__Exercise__. Nothing in the records below may change; print them all exactly.

(Stored data entries)

PR #1321, opened 2026-08-21
[compat] Fix 1.4 regressions: COM_STMT_EXECUTE zero-param compat byte rejected + ENGINE=MyISAM syntax error

footka:
## Release Note


footka:
The mapping Dima issue is [seekdb 1.4 protocol/syntax regression: COM_STMT_EXECUTE zero-parameter compatibility byte rejected + ENGINE=MyISAM syntax error]

hnwyllmm (approved):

__Answer below__.
PR #1321, opened 2026-08-21
[compat] Fix 1.4 regressions: COM_STMT_EXECUTE zero-param compat byte rejected + ENGINE=MyISAM syntax error

footka:
## Release Note


footka:
The mapping Dima issue is [seekdb 1.4 protocol/syntax regression: COM_STMT_EXECUTE zero-parameter compatibility byte rejected + ENGINE=MyISAM syntax error]

hnwyllmm (approved):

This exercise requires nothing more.